2. A method according to claim 1, wherein the pressure difference between the first and second pressures is measured directly using a differential pressure sensor.

3. A method according to claim 1, comprising measuring the first and second pressures separately, and subtracting the second pressure from the first to determine the hydrostatic pressure.

4. A method according to any of claims 1 to 3, further comprising measuring the temperature and/or pressure within the cylinder and including this in the calculation of the liquid volume.

5. A transportable gas supply cylinder for pressurised liquefied gas, the cylinder comprising a pressure detector to detect a hydrostatic pressure by determining the difference between the pressure of the vaporised gas as a first pressure measured towards the top of the cylinder being, and a second pressure measured within the liquid in a fixed position towards the bottom of the cylinder.

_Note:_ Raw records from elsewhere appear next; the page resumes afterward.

PR #9864, opened 2022-08-02
Fixed file downloading by avoiding SFTP

jyejare:
Influenced by https://github.com/SatelliteQE/robottelo/pull/9782#discussion_r929434758 in PR #9782 and forgot that SFTP get wont work with HTTP get.

Adding a new `download_file` from the existing code itself without brainstorming much on its improvement  https://github.com/SatelliteQE/robottelo/pull/9782/commits/a6d8f55a11e3f88d4f4c3a9e412905b9bdc446b6#diff-825c5b0e0eb8cd7eeda6528dcbe21f2de66967c2ca7e60ab281cc56d46e9aa45L96-L143 , but that works as expected !

Some tests are failing in CI so this is bit urgent !!!!!!!!

### DIFF
--- a/robottelo/hosts.py
+++ b/robottelo/hosts.py
@@ -1,3 +1,4 @@
+import os
 import re
 import time
 from contextlib import contextmanager
@@ -33,12 +34,14 @@ from robottelo.constants import CUSTOM_PUPPET_MODULE_REPOS_PATH
 from robottelo.constants import CUSTOM_PUPPET_MODULE_REPOS_VERSION
 from robottelo.constants import HAMMER_CONFIG
 from robottelo.constants import SATELLITE_VERSION
+from robottelo.errors import DownloadFileError
 from robottelo.helpers import InstallerCommand
 from robottelo.host_helpers import CapsuleMixins
 from robottelo.host_helpers import ContentHostMixins
 from robottelo.host_helpers import SatelliteMixins
 from robottelo.logging import logger
 from robottelo.utils import validate_ssh_pub_key
+
 
 POWER_OPERATIONS = {
     VmState.RUNNING: 'running',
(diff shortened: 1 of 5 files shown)


jyejare:
trigger: test-robottelo
pytest: tests/foreman/api/test_rhcloud_inventory.py

adarshdubey-star:
Tests failing on PRT

jyejare:
trigger: test-robottelo
pytest: tests/foreman/api/test_rhcloud_inventory.py

robottelo/hosts.py
```diff
@@ -250,6 +253,32 @@ def power_control(self, state=VmState.RUNNING, ensure=True):
...
+            _, file_name = os.path.split(file_url)
+
+        if not local_path:
+            local_path = '/tmp/'
+
+        # download on server
+        result = self.execute(f'wget -O {local_path}{file_name} {file_url}')
+        if result.status != 0:
+            raise DownloadFileError(f'Unable to download {file_name}')
+        return [f'{local_path}{file_name}', file_name]
```
JacobCallahan, line 280: If we use `PurePath`s here we can remove the `os` import and smooth some things out.
```suggestion
        file_name = PurePath(file_name or file_url).name
        local_path = PurePath(local_path or '/tmp') / file_name

        # download on server
        result = self.execute(f'wget -O {local_path.absolute()} {file_url}')
        if result.status != 0:
            raise DownloadFileError(f'Unable to download {file_name}: {result.stderr}')
        return local_path, file_name
```
This would mean the return for this method also changes to be a tuple consisting of the local_path as a PurePath object and the original file_name

JacobCallahan (changes requested):

robottelo/hosts.py
jyejare: @JacobCallahan Shouldnt be a blocker comment but since this is failing tests I didnt put much effort in improving code as I said in description of this RP.

Will look into it tomorrow !

adarshdubey-star (approved):

jyejare:
trigger: test-robottelo
pytest: tests/foreman/api/test_rhcloud_inventory.py

robottelo/hosts.py
jyejare: @JacobCallahan Updated with some fixes from suggestion script and locally lo0ks good ! Also running PRT lets see how it goes !

JacobCallahan (approved):

jyejare:
@adarshdubey-star @JacobCallahan The 1 test failure isn't related to this change, so we should be good to get this in ?

robottelo/hosts.py
```diff
@@ -250,6 +252,29 @@ def power_control(self, state=VmState.RUNNING, ensure=True):
...
+        :param str file_url: The complete server file path from where the
+            file will be downloaded.
+        :param str local_path: Name of directory where file will be saved. If not
+            provided file will be saved in /tmp/ directory.
+        :param str file_name: New name of the Downloaded file else its given from file_url
+
+        :returns: Returns list containing complete file path and name of downloaded file.
+        """
+        file_name = PurePath(file_name or file_url).name
+        local_path = PurePath(local_path or '/tmp') / file_name
```
mshriver, line 270: This should be using `settings.robottelo.tmp_dir`

https://github.com/SatelliteQE/robottelo/blob/master/conf/robottelo.yaml.template#L8

mshriver (changes requested):
We have a tmp dir setting, shouldn't use `/tmp` directly.

robottelo/hosts.py
jyejare: Certainly, we can go for it, but I see many places in robottelo are still using `/tmp` directly or `/var/tmp` as a hardcoded one! 

So can we handle all those places in a separate PR! For this PR moving from `/tmp` to `/var/tmp` might or not cause the problem and for testing again it might take some time !

Again this PR is not improvement PR but a quick fix PR that @adarshdubey-star brought up !

mshriver: I can accept that.

PR #9920, opened 2022-08-05
rex pull-provider tests

pondrejk:
Initial tests for pull provider remote execution. This PR:

- adds a capsule fixture, as the pull-provider feature is enabled via installer per capsule
- adds a helper to register host via global registration, needed to enable pp on client. It's actually the recommended way to register hosts and can be used without additional helpers for many other tasks (e.g. for key transfer or insights installation)
- adds two rex tests for enabling pp client either via conversion script and straight trough global registration. The latter expects changes that are yet to come in sn5, but passed locally on patched sn4

Still, the tests might get flaky due to ocassional job hanging, bz#2115229 is open to keep track on that

### DIFF
--- a/robottelo/hosts.py
+++ b/robottelo/hosts.py
@@ -5,6 +5,7 @@ from functools import cached_property
 from pathlib import Path
 from pathlib import PurePath
 from tempfile import NamedTemporaryFile
+from urllib.parse import urlencode
 from urllib.parse import urljoin
 from urllib.parse import urlunsplit
 
@@ -481,10 +482,10 @@ class ContentHost(Host, ContentHostMixins):
 
     def register(
         self,
-        target=settings.server.hostname,
-        org='Default_Organization',
-        loc='Default_Location',
-        activation_keys=None,
+        target,
+        org,
+        loc,
+        activation_keys,
         setup_insights=False,
         setup_remote_execution=True,
         setup_remote_execution_pull=False,
@@ -505,8 +506,8 @@ class ContentHost(Host, ContentHostMixins):
         using a global registration template.
 
         :param target: Satellite or Capusle hostname to register to, required.
-        :param org: Organization name to register content host for, required.
-        :param loc: Location name to register content host for, required.
+        :param org: Organization to register content host for, required.
+        :param loc: Location to register content host for, required.
         :param activation_keys: Activation key name to register content host
             with, required.
         :param setup_insights: Install and register Insights client, requires OS repo.
@@ -522,73 +523,68 @@ class ContentHost(Host, ContentHostMixins):
         :param ignore_subman_errors: Ignore subscription manager errors.
         :param force: Register the content host even if it's already registered.
         :param insecure: Don't verify server authenticity.
-        :param username: A user name to register the content host with.
-        :param password: The user password.
+        :param username: Satellite admin username
+        :param password: Satellite admin password
         :return: SSHCommandResult instance filled with the result of the
             registration.
         """
-        cmd = 'curl -sS '
-        if username and password:
-            cmd += f'-u {username}:{password} '
-        if insecure:
-            cmd += '--insecure '
-        if target:
-            cmd += f"'https://{target}:9090/register?"
-        else:
-            raise ContentHostError('Target Satellite/Capsule not specified')
-        if activation_keys:
-            cmd += f'activation_keys={activation_keys}'
-        else:
-            raise ContentHostError('Activation key not specified')
-        if org:
-            selected_org = entities.Organization().search(query={'search': f'name="{org}"'})[0]
-            cmd += f'&organization_id={selected_org.id}'
-        else:
-            raise ContentHostError('Organization not specified')
-        if loc:
-            selected_loc = entities.Location().search(query={'search': f'name="{loc}"'})[0]
-            cmd += f'&location_id={selected_loc.id}'
-        else:
-            raise ContentHostError('Location not specified')
-        if setup_insights:
+        insights = (
             # requires OS repo enabled for host
-            cmd += '&setup_insights=true'
-        else:
-            cmd += '&setup_insights=false'
-        if setup_remote_execution:
-            cmd += '&setup_remote_execution=true'
-        else:
-            cmd += '&setup_remote_execution=false'
-        if update_packages:
-            cmd += '&update_packages=true'
-        else:
-            cmd += '&update_packages=false'
-        if lifecycle_environment:
-            selected_lce = entities.LifecycleEnvironment().search(
-                query={'search': f'name="{lifecycle_environment}"'}
-            )[0]
-            cmd += f'&lifecycle_environment_id={selected_lce.id}'
-        if operating_system:
-            selected_os = entities.OperatingSystem().search(
-                query={'search': f'name="{operating_system}"'}
-            )[0]
-            cmd += f'&operating_system_id={selected_os.id}'
-        if setup_remote_execution_pull:
+            f'&setup_insights={str(setup_insights).lower()}'
+            if setup_insights is not None
+            else ''
+        )
+        rex = (
+            f'&setup_remote_execution={str(setup_remote_execution).lower()}'
+            if setup_remote_execution is not None
+            else ''
+        )
+        rex_pull = (
             # requires Satellite Client repo enabled for host
-            cmd += '&setup_remote_execution_pull=true'
-        if packages:
-            cmd += f'&packages={"+".join(packages)}'
-        if repo_gpg_key_url:
-            cmd += f'&repo_gpg_key_url={repo_gpg_key_url.replace("/", "%2F").replace(":", "%3A")}'
-        if repo:
-            cmd += f'&repo={repo.replace("/", "%2F").replace(":", "%3A")}'
-        if remote_execution_interface:
-            cmd += f'&remote_execution_interface={remote_execution_interface}'
-        if ignore_subman_errors:
-            cmd += '&ignore_subman_errors=true'
-        if force:
-            cmd += '&force=true'
-        cmd += "' | bash"
+            f'&setup_remote_execution_pull={str(setup_remote_execution_pull).lower()}'
+            if setup_remote_execution_pull is not None
+            else ''
+        )
+        lce = (
+            f'&lifecycle_environment_id={lifecycle_environment.id}'
+            if lifecycle_environment is not None
+            else ''
+        )
+        os = f'&operating_system_id={operating_system.id}' if operating_system is not None else ''
+        pkgs = f'&packages={"+".join(packages)}' if packages is not None else ''
+        rex_iface = (
+            f'&remote_execution_interface={remote_execution_interface}'
+            if remote_execution_interface is not None
+            else ''
+        )
+        rp = f'&{urlencode({"repo": repo })}' if repo is not None else ''
+        gpg = (
+            f'&{urlencode({"repo_gpg_key_url": repo_gpg_key_url })}'
+            if repo_gpg_key_url is not None
+            else ''
+        )
+        cmd = (
+            'curl -sS '
+            f'-u {username}:{password} '
+            f'{"--insecure " if insecure else ""}'
+            f"'https://{target.hostname}:9090/register?"
+            f'activation_keys={activation_keys}'
+            f'&organization_id={org.id}'
+            f'&location_id={loc.id}'
+            f'{insights}'
+            f'{rex}'
+            f'&update_packages={"true" if update_packages else "false"}'
+            f'{rex_pull}'
+            f'{rex_iface}'
+            f'{lce}'
+            f'{os}'
+            f'{pkgs}'
+            f'{"&ignore_subman_errors=true" if ignore_subman_errors else ""}'
+            f'{"&force=true" if force else ""}'
+            f'{rp}'
+            f'{gpg}'
+            "' | bash"
+        )
         return self.execute(cmd)
 
     def register_contenthost(
@@ -1386,11 +1382,16 @@ class Capsule(ContentHost, CapsuleMixins):
             )
 
     def enable_mqtt(self):
+        installer_opts = {
+            'foreman-proxy-templates': 'true',
+            'foreman-proxy-registration': 'true',
+            'foreman-proxy-plugin-remote-execution-script-mode': 'pull-mqtt',
+        }
+        enable_mqtt_command = InstallerCommand(
+            installer_opts=installer_opts,
+        )
         result = self.execute(
-            'satellite-installer \
-                    --foreman-proxy-templates=true \
-                    --foreman-proxy-registration=true \
-                    --foreman-proxy-plugin-remote-execution-script-mode=pull-mqtt',
+            enable_mqtt_command.get_command(),
             timeout='20m',
         )
         if result.status != 0:
--- a/robottelo/hosts.py
+++ b/robottelo/hosts.py
@@ -479,6 +479,118 @@ class ContentHost(Host, ContentHostMixins):
         if result.status != 0:
             raise ContentHostError('Failed to install the cockpit')
 
+    def register(
+        self,
+        target=settings.server.hostname,
+        org='Default_Organization',
+        loc='Default_Location',
+        activation_keys=None,
+        setup_insights=False,
+        setup_remote_execution=True,
+        setup_remote_execution_pull=False,
+        lifecycle_environment=None,
+        operating_system=None,
+        packages=None,
+        repo=None,
+        repo_gpg_key_url=None,
+        remote_execution_interface=None,
+        update_packages=False,
+        ignore_subman_errors=True,
+        force=True,
+        insecure=True,
+        username=settings.server.admin_username,
+        password=settings.server.admin_password,
+    ):
+        """Registers content host to the Satellite or Capsule server
+        using a global registration template.
+
+        :param target: Satellite or Capusle hostname to register to, required.
+        :param org: Organization name to register content host for, required.
+        :param loc: Location name to register content host for, required.
+        :param activation_keys: Activation key name to register content host
+            with, required.
+        :param setup_insights: Install and register Insights client, requires OS repo.
+        :param setup_remote_execution: Copy remote execution SSH key.
+        :param setup_remote_execution_pull: Deploy pull provider client on host
+        :param lifecycle_environment: Lifecycle environment.
+        :param operating_system: Operating system.
+        :param packages: A list of packages to install on the host when registered.
+        :param repo: Repository to be added before the registration is performed, supply url.
+        :param repo_gpg_key_url: Public key to verify the package signatures, supply url.
+        :param remote_execution_interface: Identifier of the host interface for remote execution.
+        :param update_packages: Update all packages on the host.
+        :param ignore_subman_errors: Ignore subscription manager errors.
+        :param force: Register the content host even if it's already registered.
+        :param insecure: Don't verify server authenticity.
+        :param username: A user name to register the content host with.
+        :param password: The user password.
+        :return: SSHCommandResult instance filled with the result of the
+            registration.
+        """
+        cmd = 'curl -sS '
+        if username and password:
+            cmd += f'-u {username}:{password} '
+        if insecure:
+            cmd += '--insecure '
+        if target:
+            cmd += f"'https://{target}:9090/register?"
+        else:
+            raise ContentHostError('Target Satellite/Capsule not specified')
+        if activation_keys:
+            cmd += f'activation_keys={activation_keys}'
+        else:
+            raise ContentHostError('Activation key not specified')
+        if org:
+            selected_org = entities.Organization().search(query={'search': f'name="{org}"'})[0]
+            cmd += f'&organization_id={selected_org.id}'
+        else:
+            raise ContentHostError('Organization not specified')
+        if loc:
+            selected_loc = entities.Location().search(query={'search': f'name="{loc}"'})[0]
+            cmd += f'&location_id={selected_loc.id}'
+        else:
+            raise ContentHostError('Location not specified')
+        if setup_insights:
+            # requires OS repo enabled for host
+            cmd += '&setup_insights=true'
+        else:
+            cmd += '&setup_insights=false'
+        if setup_remote_execution:
+            cmd += '&setup_remote_execution=true'
+        else:
+            cmd += '&setup_remote_execution=false'
+        if update_packages:
+            cmd += '&update_packages=true'
+        else:
+            cmd += '&update_packages=false'
+        if lifecycle_environment:
+            selected_lce = entities.LifecycleEnvironment().search(
+                query={'search': f'name="{lifecycle_environment}"'}
+            )[0]
+            cmd += f'&lifecycle_environment_id={selected_lce.id}'
+        if operating_system:
+            selected_os = entities.OperatingSystem().search(
+                query={'search': f'name="{operating_system}"'}
+            )[0]
+            cmd += f'&operating_system_id={selected_os.id}'
+        if setup_remote_execution_pull:
+            # requires Satellite Client repo enabled for host
+            cmd += '&setup_remote_execution_pull=true'
+        if packages:
+            cmd += f'&packages={"+".join(packages)}'
+        if repo_gpg_key_url:
+            cmd += f'&repo_gpg_key_url={repo_gpg_key_url.replace("/", "%2F").replace(":", "%3A")}'
+        if repo:
+            cmd += f'&repo={repo.replace("/", "%2F").replace(":", "%3A")}'
+        if remote_execution_interface:
+            cmd += f'&remote_execution_interface={remote_execution_interface}'
+        if ignore_subman_errors:
+            cmd += '&ignore_subman_errors=true'
+        if force:
+            cmd += '&force=true'
+        cmd += "' | bash"
+        return self.execute(cmd)
+
     def register_contenthost(
         self,
         org='Default_Organization',
@@ -1272,6 +1384,17 @@ class Capsule(ContentHost, CapsuleMixins):
             raise CapsuleHostError(
                 f'A core service is not running at capsule host\n{result.stdout}'
             )
+
+    def enable_mqtt(self):
+        result = self.execute(
+            'satellite-installer \
+                    --foreman-proxy-templates=true \
+                    --foreman-proxy-registration=true \
+                    --foreman-proxy-plugin-remote-execution-script-mode=pull-mqtt',
+            timeout='20m',
+        )
+        if result.status != 0:
+            raise SatelliteHostError(f'Failed to enable pull provider: {result.stdout}')
 
 
 class Satellite(Capsule, SatelliteMixins):
--- a/tests/foreman/cli/test_remoteexecution.py
+++ b/tests/foreman/cli/test_remoteexecution.py
@@ -1053,7 +1053,7 @@ class TestPullProviderRex:
         )
         assert result.status == 0, 'Failed to download certificate'
         client_repo = (
-            f'{settings.repos["DOGFOOD_REPO_HOST"]}/pulp/content/'
+            f'{settings.repos["DOGFOOD_REPO_HOST"].replace("http", "https")}/pulp/content/'
             'Satellite_Engineering/QA/Satellite_Client/custom/Satellite_Client_Composes/'
             f'Satellite_Client_RHEL{rhel_contenthost.os_version.major}_x86_64/'
         )
@@ -1063,9 +1063,9 @@ class TestPullProviderRex:
 
         # register host with rex, enable client repo, install katello-agent
         result = rhel_contenthost.register(
-            module_capsule_configured_mqtt.hostname,
-            module_org.name,
-            smart_proxy_location.name,
+            module_capsule_configured_mqtt,
+            module_org,
+            smart_proxy_location,
             module_ak_with_cv.name,
             packages=['katello-agent'],
             repo=client_repo,
@@ -1180,7 +1180,7 @@ class TestPullProviderRex:
         )
         assert result.status == 0, 'Failed to download certificate'
         client_repo = (
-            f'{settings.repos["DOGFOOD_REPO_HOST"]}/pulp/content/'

6. A cylinder according to claim 5, wherein the pressure detector is a differential pressure sensor to measure directly the pressure difference between the first and second pressures.

7. A cylinder according to claim 5, wherein the pressure detector is a first pressure sensor to measure the first pressure and a second pressure sensor to measure a second pressure; the cylinder further comprising means to subtract the two sensed pressures to determine the hydrostatic pressure.

8. A cylinder according to any of claims 4 or claim 7, further comprising temperature and/or pressure sensor to measure the temperature and/or pressure within the cylinder.